Noser Ruedi · Ständerat · 2017-12-12
Noser Ruedi · Ständerat · Zürich · FDP-Liberale Fraktion · 2017-12-12
Wortprotokoll
Ich könnte mir eigentlich sehr gut vorstellen, dass wir beide Motionen annehmen, auch im Bewusstsein, dass es ein Widerspruch ist. Aber ich bin eigentlich der Ansicht, dass die Verwaltung diesen Widerspruch verdient hat, denn er kam in der Umsetzung dieser ganzen Geschichte zuerst von der Verwaltung. Die ersten Verlautbarungen, die von den Kantonen zu den Arbeitgebern kamen, waren ja noch viel detaillierter. Es wäre ein Bürokratieaufwand von enormstem Ausmasse auf die Arbeitgeber zugekommen.
Was Herr Ettlin sagt, ist richtig, es steht nach wie vor auf dem Lohnausweis. Damit haben wir ein Problem, indem der Lohnausweis ein Dokument ist, bei welchem ein sehr hoher Anspruch auf Ehrlichkeit besteht, und wir als Arbeitgeber würden haften, wenn es falsch wäre. Ich glaube, der Bundesrat müsste sich gut überlegen, hier ein vereinfachtes Verfahren zu machen. Ich möchte an einem einfachen Beispiel zeigen, wieso ich dieser Ansicht bin.
Ursprünglich wollte die Steuerkonferenz den Arbeitgebern ein detailliertes Fahrtenbuch aufs Auge drücken. Das heisst, dass man jeden Tag eine Abrechnung erstellen müsste, und man müsste schlussendlich eine solche Abrechnung auf den Lohnausweis übertragen. Ich nehme an, Herr Bundesrat Ueli Maurer, Sie gehen mit mir einig, dass dies ein Riesenaufwand ist. Aber das verlangt die Steuerverwaltung von uns.
Auf der anderen Seite, Herr Bundesrat, wäre die Wirtschaft bereit, den Konflikt der Dividendenbesteuerung zu lösen, [PAGE 955] indem sie sagt, es müsse rechtsneutral einfach besteuert werden. Das gibt einen Aufwand für die Steuerverwaltung. Dort wird gesagt: Nein, das ist ein viel zu grosser Aufwand für die Steuerverwaltung, den können wir nicht leisten.

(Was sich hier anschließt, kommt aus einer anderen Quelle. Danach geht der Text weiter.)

PR #2252, opened 2019-05-15
Add a note in image classification to remind users to replace PE to exec 

shippingwang:
Because WINDOWS does not support NCCL. It will raise an error when users try to run the multi-GPUs program on WINDOWS machine. So add a note to remind users to replace parallel executor to executor.


SunGaofeng (approved):
LGTM

PR #2254, opened 2019-05-16
Refine PE doc in rcnn for Windows users

jerrywgz:
Because WINDOWS does not support NCCL. It will raise an error when users use parallel executor on WINDOWS machine. So add a note to remind users to replace parallel executor to executor.


heavengate (approved):
LGTM

PR #2267, opened 2019-05-16
test=develop

xyzhou-puck:
Add two examples of using paddle.fluid.dygraph to implement reinforcement learning models.

Including:

reinforce.py
actor_critic.py

Both two models pass the Cartpole-v0 (and Cartpole-v1) games.


phlrain (approved):
LGTM

PR #2315, opened 2019-05-27
add pretrain related statement in readme

SunGaofeng:
add description in readme to show that some models should be trained with pertained models.


heavengate (approved):
LGTM

PR #2320, opened 2019-05-28
Update mnist dygraph

chengduoZH:
In multi-process mode, the method of getting Place should be :
```
place = fluid.CUDAPlace(fluid.dygraph.parallel.Env().dev_id) \
        if args.use_data_parallel else fluid.CUDAPlace(0)
```


JiabinYang (approved):
LGTM

PR #2344, opened 2019-06-02
fix error while loading cv2.VideoCapture

cjt222:
1、fix error which cv2 is used but not import while loading mp4 file
2、while loading mp4 file, some frames may fail to be read and it may result in out of range in sampledFrames
image


SunGaofeng (approved):

SunGaofeng:
Good, thanks to your pr
1,  import cv2 
2, replace videolen by len(sampledFrames)

PR #2361, opened 2019-06-05
init rcnn mixed precision training

Jie-Fang:
This feature implements mixed precision training on rcnn. It utilizes auto loss scaling, black white lists to make training stable. 
Testing this feature requires this [pull request](https://github.com/PaddlePaddle/Paddle/pull/17847) in Paddle and turns on `--use_fp16=True` and `use_dynamic_loss_scaling=True`. You can also set `--loss_scaling`, `--incr_every_n_steps`, `--decr_every_n_nan_or_inf`, `--incr_ratio`, `--decr_ratio` to control the detail.

### DIFF
--- a/PaddleCV/rcnn/models/load_model.py
+++ b/PaddleCV/rcnn/models/load_model.py
@@ -1,0 +1,95 @@
+import os
+from paddle.fluid import layers
+import paddle.fluid.core as core
+from paddle.fluid.executor import Executor
+from paddle.fluid.evaluator import Evaluator
+from paddle.fluid.framework import Program, Parameter, default_main_program, default_startup_program, Variable, program_guard
+
+def _clone_var_in_block_(block, var, name, dtype):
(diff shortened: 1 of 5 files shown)


qingqing01:
Thanks! We try this to verify accuracy.

PaddleCV/rcnn/models/load_model.py
```diff
@@ -0,0 +1,95 @@
+import os
```
qingqing01, line 1: It seems that it is not very friendly to let users to write these things.

Jie-Fang: Yes, I think so. The pretrained models are fp32, but we need fp16 weight copy to initialize fp16 weights in mixed precision. Thus I modify `load_vars` function slightly. The best way is to add this feature in Paddle. My implementation is a temporary plan for testing rcnn mixed precision training. The better implementation should be discussed.

PR #2384, opened 2019-06-11
Update the emotion demo and use the PaddleHub to get the ERNIE model

nepeplwu:


chenbjin (approved):
emotion_detection 使用PaddleHub接入ERNIE预训练模型，验证没问题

Ich muss für die Steuerverwaltung alles individuell abrechnen, da ist kein grosser Aufwand geschuldet. Wenn aber für die andere Seite, für die Steuerverwaltung, Aufwand kommt, dann will man sofort Pauschalen, die natürlich schlussendlich immer etwas Ungerechtes haben. Das ist ja logisch, das geht gar nicht anders. Darum bin ich der Ansicht, dass man auch hier die Grosszügigkeit für eine Pauschale haben müsste.

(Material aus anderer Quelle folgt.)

PR #2386, opened 2019-06-11
modify on nextvald, tsm and nonlocal to support v1.5

SunGaofeng:
modifies include:
1, nextvald, move floating data processing into fluid to process on gpu
2, tsm, add gc FLAGS in train_tsm.sh to enable large batchSize
3, nonlocal, add c2d resnet101 and i3d rennet50 support.

### DIFF
--- a/PaddleCV/video/train.py
+++ b/PaddleCV/video/train.py
@@ -140,9 +140,6 @@ def train(args):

Ich kann Ihnen als Arbeitgeber noch etwas anderes sagen: Heute sind Geschäftsautos unattraktiv. Wenn ein Arbeitnehmer, der es nicht brauchen würde, ein Geschäftsauto möchte, dann wird er steuerlich einfach gepiesackt. Es ist unattraktiv, das kann man einfach mal klar und deutlich sagen. Wir haben so hohe Abzüge in der ganzen Geschichte, und wenn Sie das im Hochsteuerkanton mit einer hohen Progression haben, ist es schlicht und einfach unattraktiv. Das käme dann noch dazu bei der ganzen Pauschalisierung, dass man das auch berücksichtigt.
Darum wäre ich der Ansicht, wir können beides annehmen. Wir geben es dem Bundesrat in die Hand, damit er dann mit einer einfachen, praktikablen Lösung kommen kann. Ich glaube, wir müssen uns betreffend administrative Auflagen nicht weiter in Richtung deutsches Steuerrecht entwickeln. Ich glaube, hier müssen wir einen Gegenpunkt setzen. Unser Steuerrecht zeichnet sich dadurch aus, dass es einfach ist, dass es verständlich ist für den Bürger, und das bedingt im Endeffekt diese Pauschalen und nicht individuelle Abrechnungen.
Ich bitte Sie hier einfach, für so etwas Hand zu bieten.